Mazagão, ou a Queda do Império

Esta Mazagão foi construída pela urgência da História, a mando de D. João III. A manutenção das praças do Norte de África – é muito grande verdade que estes lugares d'Afriga alevantarom fora dos reinos e dentro deles o estado de Portugal, nas palavras de Gonçalo Mendes Sacoto, capitão e poeta – ou o seu abandono – muy bom sumydoiro de gente de vossa terra e d'armas e de dinheiro, segundo o Infante D. Pedro, filho de D. João I – há muito que se discutia na corte. A perda de Agadir e as retiradas de Safim e Azamor precipitam o seu reforço. Entre 1541 e 42, nasce de parto rápido a fortaleza defronte à baía e em volta do velho castelo, sob os cuidados de João de Castilho e João Ribeiro. O traço era da responsabilidade de Benedetto da Ravenna.

Será vigia atenta da carreira da Índia, entreposto comercial assim como posto avançado na ilusória conquista de Marraquexe. Vinte anos depois, em 1562, terá a sua prova de fogo aquando de um cerco de três meses, que acabará por ser levantado após pesada mortandade do lado muçulmano.

Nascia assim a fama da Mazagão inexpugnável e a do heroísmo dos seus habitantes, realçando-se de entre estes a figura de Rodrigo de Souza. Mas esta vitória seria o seu canto de cisne. Trazia no ventre um prenúncio.
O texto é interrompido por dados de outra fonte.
PR #1043, opened 2022-02-10
[DSS] Fix failed tests 

alextanlan:
Try to fix (flacky) failed tests.
We notice them periodically on CircleCI pipeline.

### DIFF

Ficará isolada, cada vez mais sozinha, à medida que as restantes praças eram abandonadas ou perdidas: Arzila, Alcácer-Ceguer, Ceuta e Tânger. Por fim, Mazagão transforma-se numa ilha de pedra encravada entre o mar e a terra. Uma relíquia dispendiosa e sem proveito que já não assustava o Infiel, dela alheado após a vitória de Almançor na batalha de Alcácer-Quibir. Minúscula parcela de um império que minguava a Oriente e se expandia na imensidão brasileira, à qual sem ainda saber o seu destino iria para sempre ficar unido, Mazagão era um enclave de esquecimento e uma teimosia.

Mas para os seus habitantes a vida continuaria igual, apesar de se ter tornado tão diferente. O mundo ficara mais despovoado. Mais vazio e desabrido.
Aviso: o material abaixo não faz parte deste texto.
PR #1045, opened 2022-02-10
DDP-7115: Add a new api call in order to run tests in CircleCI

alextanlan:
Modified a script that can be used by developers to trigger the execution of all Angular tests in their PR branch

No Inverno, as brumas mantinham-se por mais tempo, galopavam as muralhas e estendiam-se espessas, tapando a cidade, fazendo crer que esta tinha desaparecido de vez da face da terra. Eram dias de horizontes cerceados. As pessoas perdiam-se naquela teia rasteira e húmida e as sentinelas tentavam penetrar na paisagem em volta, com olhos de admiração. Inutilmente. Eram dias de perplexidade e quieta inquietude. Os ventos cessavam, nada se mexia, e as raras vozes e os raros ruídos rotineiros calavam-se. O mundo havia-se tornado mudo. Tão estranhamente mudo que às vezes alguém gritava um nome, um cumprimento, somente para se fazer ouvir.
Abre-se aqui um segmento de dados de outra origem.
PR #1058, opened 2022-02-15
DDP-7307: Implement decimal data type

alextanlan:
Implemented UI (Angular) part of decimal data type [(DDP-7184 epic)](https://broadinstitute.atlassian.net/browse/DDP-7184).

**_Notes:_** 
 - used separate data models (**NUMERIC** - ActivityNumericQuestionBlock/ **DECIMAL** - ActivityDecimalQuestionBlock) as to apply **"REQUIRED"** validator in a generic way (will be tweaked in DDP-7573)
 - used the same component ActivityNumericAnswer for both **NUMERIC** / **DECIMAL** answers
     in order to avoid lots of duplication (logic / styles)
- set `valueChangeStep` property calculated from a question scale. It is used as an input step (the input value can be changed by ArrowUp/ArrowDown)
- default value for a question scale ("_the number of digits allowed to the right of the decimal point_") is 0 (zero). In this case the input value does not have any decimal part (the number is integer). _**See the first screenshot below.**_

**_Screenshots:_**

1) Display a saved decimal answer (question scale is not defined in the server response)
q1

2) Patch a decimal answer (question scale = 2, cut all extra digits from the right, e.g. `3.141516` => `3.14` )
q2

### DIFF
--- a/ddp-workspace/projects/ddp-sdk/src/lib/components/activityForm/answers/activity-answer/activityAnswer.component.ts
+++ b/ddp-workspace/projects/ddp-sdk/src/lib/components/activityForm/answers/activity-answer/activityAnswer.component.ts
@@ -3,7 +3,6 @@ import { AbstractActivityQuestionBlock } from '../../../../models/activity/abstr
 import { AnswerValue } from '../../../../models/activity/answerValue';
 import { QuestionType } from '../../../../models/activity/questionType';
 import { BlockType } from '../../../../models/activity/blockType';
-import { NumericType } from '../../../../models/activity/numericType';
 import { ActivityNumericQuestionBlock } from '../../../../models/activity/activityNumericQuestionBlock';
 
 @Component({
@@ -21,7 +20,7 @@ import { ActivityNumericQuestionBlock } from '../../../../models/activity/activi
                                       [readonly]="readonly"
                                       (valueChanged)="onChange($event)">
             </ddp-activity-text-answer>
-            <ddp-activity-numeric-answer *ngIf="isNumericQuestion(block)"
+            <ddp-activity-numeric-answer *ngIf="isNumericQuestion(block) || isDecimalQuestion(block)"
                                          [class]="'numeric-answer-' + block.stableId"
                                          [block]="block"
                                          [valueChangeStep]="numericValueStep"
@@ -94,9 +93,8 @@ export class ActivityAnswerComponent {
     @Output() componentBusy = new EventEmitter<boolean>();
 
     public get numericValueStep(): number {
-        if (this.isNumericQuestion(this.block)) {
-            const block = this.block as ActivityNumericQuestionBlock;
-            return (block.numericType === NumericType.Integer) ? 1 : Math.pow(10, -(block.scale));
+        if (this.isDecimalQuestion(this.block)) {
+            return Math.pow(10, -( (this.block as ActivityNumericQuestionBlock).scale) );
         }
     }
 
@@ -114,6 +112,10 @@ export class ActivityAnswerComponent {
 
     public isNumericQuestion(block: AbstractActivityQuestionBlock): boolean {
         return this.isQuestion(block) && block.questionType === QuestionType.Numeric;
+    }
+
+    public isDecimalQuestion(block: AbstractActivityQuestionBlock): boolean {
+        return this.isQuestion(block) && block.questionType === QuestionType.Decimal;
     }
 
     public isPicklistQuestion(block: AbstractActivityQuestionBlock): boolean {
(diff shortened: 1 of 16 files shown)


ddp-workspace/projects/ddp-sdk/src/lib/components/activityForm/answers/activityNumericAnswer.component.ts
```diff
@@ -60,8 +72,65 @@ export class ActivityNumericAnswer implements OnInit, OnChanges, OnDestroy {
...
+            return null;
+        }
+
+        return this.isIntegerQuestion ?
+            parseInt(answerValue, 10) :
+            this.formatDecimalAnswer(answerValue);
+    }
+
+    private formatDecimalAnswer(answerValue: string): DecimalAnswer {
+        const [integerPart = '', decimalPart = ''] = answerValue.split('.');
```
josemanuel167, line 112: Not sure if new ESLINT rule but does it have to be initializaed like that?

E no Verão, o Sol dançava frenético sobre si mesmo num céu branco, queimando a vida em Mazagão. Nesses dias implacáveis, todo o movimento era um esforço sobre-humano ou então um declarado acto de resistência. O horizonte tremia e figuras temerárias surgiam em cavalos brancos, até que as sentinelas vacilantes se apercebiam do engano. Nunca lá haviam estado. Durante o dia a vida suspendia-se, parecia ter-se recolhido para longe, pelo entardecer ganhava alento e por horas breves rejubilava num ânimo de condenado antes de a noite, extensa mancha difícil de transpor, a relembrar da sua solidão. E os anos, as décadas iam passando.

Durante demasiado tempo parecia que ninguém se aproximava da Mazagão esquecida, a não ser os pequenos grupos de cavaleiros moiros com as suas razias e investidas. Mas estes, com a sua presença regular, não contavam, pois de certa forma também pertenciam àquele lugar rude e claustrofóbico. Onde simplesmente respirar se tornara um gesto árduo. A própria cidade encolhera, mirrara como um tecido mal lavado. Muitos fronteiros esperavam a chegada das naus e galeões, tentando conseguir com intrigas e favores um lugar para longe, pois longe iam os tempos em que prestar serviço em África era uma estratégia de ascensão social e de obtenção de riqueza garantida. Mas agora aquelas vinham em menor número, sempre atrasadas e sem grandes ordens de embarque. Outros porfiavam na decisão de ali permanecer e defender com a vida, se necessário, a praça dos constantes cercos e emboscadas mouras.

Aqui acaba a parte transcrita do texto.